Have you ever read a book and thought: “this is a book with ADD?” Dragon’s Eye is one such book that can be labelled as one with ADD. Why you ask? Just when you think it’s going one way, BOOM, it goes in another direction. Is that bad? Not quite, it’s part of the charm of this book. If you didn’t like it, you wouldn’t have made it this far in the series as all the books have this same particular charm.
Dragon’s Eye is the fifth book in the Sumeria’s Sons trilogy. It is also the long awaited sequel to Surrounded by Crimson as the reader finally gets to know what happens to Tristan after the devastating events in Surrounded by Crimson. I admit to being angry after reading this last book, because let’s face it, Tristan is one of those characters that can be labelled as ‘too stupid to live’. At the same time, Tristan and other characters have a charm that makes you continue reading.
Nope, not sharing as to what happens. You’ll have to find out for yourself. However, the first part of the story has a focus on Ushna. There were a few instances where I wanted to slap Ushna for being an idiot, but the story picks up soon and things get interesting when new plot arcs are introduced.
Like in the other books, there buckets full of Gods, Demi-Gods, Wolves, True Bloods and what not. At times I found it hard to keep track of and a few times I had to go back to the previous books to figure out the who’s who and who did what when. It’s part of the charm of the series.
I like a good story with background and mythology, but some of the time it’s all overwhelming and it takes away from the main story. It understood that it’s needed to support the story, but it makes it so that events are drawn out and the focus shifts from what is going on.
In a previous review, I likened this story to Anita Blake (by Laurell K. Hamilton). There is a magnifying focus on some events, while other events are glossed over. Same happens in Dragon’s Eye. I can’t go into details without giving away spoilers, but there were events in this story that should have had more attention, but they were pushed to the background. In that I sometimes wonder if the author is too ambitious in her plot. It could also be me.
So did I like this story? Yes, definitely. Though, as a reviewer I have to remain as objective as I can and give both sides of the story! What I definitely liked was finding out what happened to Tristan and seeing him grow more into himself. He gains a confidence and calm he didn’t have in the previous books.
It’s also good that we finally move forward on the Brian-front. There is a lot happening there, but also in a way too fast where in the others books it was slow going.

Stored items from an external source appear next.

PR #37, opened 2012-10-12
Put in a link to Connect Middleware

thesteve0:
Since Express bundles a bunch of Connect middleware I think a link to their middleware will help people who want to understand what the middleware does. It would be helpful to know if all the connect middleware is included with Express.

### DIFF
--- a/en/api/app-use.jade
+++ b/en/api/app-use.jade
@@ -85,3 +85,9 @@ section
     app.use(express.static(__dirname + '/public'));
     app.use(express.static(__dirname + '/files'));
     app.use(express.static(__dirname + '/uploads'));
+
+   p.
+    Many of the Express middleware packages come from Connect. 
+    Please consult 
+    a (href="http://www.senchalabs.org/connect/") their docs
+    if you want to learn more


tj:
I've started adding them straight to these docs since the Connect site sucks, just need to add the last few

thesteve0:
Do you need help

tj:
sure if you dont mind! that would be great, I'm pretty much just copy/pasting the existing connect middleware docs over for now http://expressjs.com/api.html#middleware

thesteve0:
Meet you in Node.js on freenode later tonight

thesteve0:
I am available now - where are you at and what would you like me to do?

thesteve0:
So I saw where you are adding in the doc - do you have access to the Jade docs for the Connect middleware pages. There seems to be a lot missing on the pages (such as https://github.com/visionmedia/expressjs.com/blob/gh-pages/en/api/mw-bodyParser.jade) when compared to the connect site  - http://www.senchalabs.org/connect/bodyParser.html.

thesteve0:
Did an autotranslation in the other pull request - I don't know what it looks like. Tell me if it is good because it should be fairly easy to do the rest - tedious, but easy

tj:
it's not too important that we have middleware source etc, so the ones I added are not 100% identical with the Connect docs but that's fine

thesteve0:
I actually liked the doc on the connect site - can we just copy those over.
Your docs there are more complete than what you showed me before.
Thanks
Steve

jonathanong:
although i agree we need to link to connect, this is the wrong place to put it. we want to put it at the top that says, "express extends connect", and in the middleware section saying "these are all available via connect and can be used without express"

#99 is an attempt at the second part.

defunctzombie:
Closing since we have determined that the connect docs will be included in another fashion.

thesteve0:
Just happy they are brought together
Thanks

In a way, Ushna is the one who stands still. While that is part of the story, he has a lot of trauma to deal with and there is still a lot happening. The poor guy needs a breather or he’s going to get a bad case of PTSD.
There was something I didn’t quite like in this story: Nathan. Not so much as to what he did, but more as that his character felt twisted around to fit the story and make another obstacle for Tristan.
The overall conclusion, while the story is a bit all over the place, it fits in with the charm of the story. There is a lot of “telling” going around, but in that this series is a character-driven story. On some fronts the story finally moves forward, new elements and story arcs are introduced, more world building done. On other fronts the story is a bit slow with questions left unanswered.
Why you should read it: fans of the series will love this story. It’s not recommend to read Dragon’s Eye without reading any of the previous books in the series.
As a side note: look at the cover! Isn’t it pretty?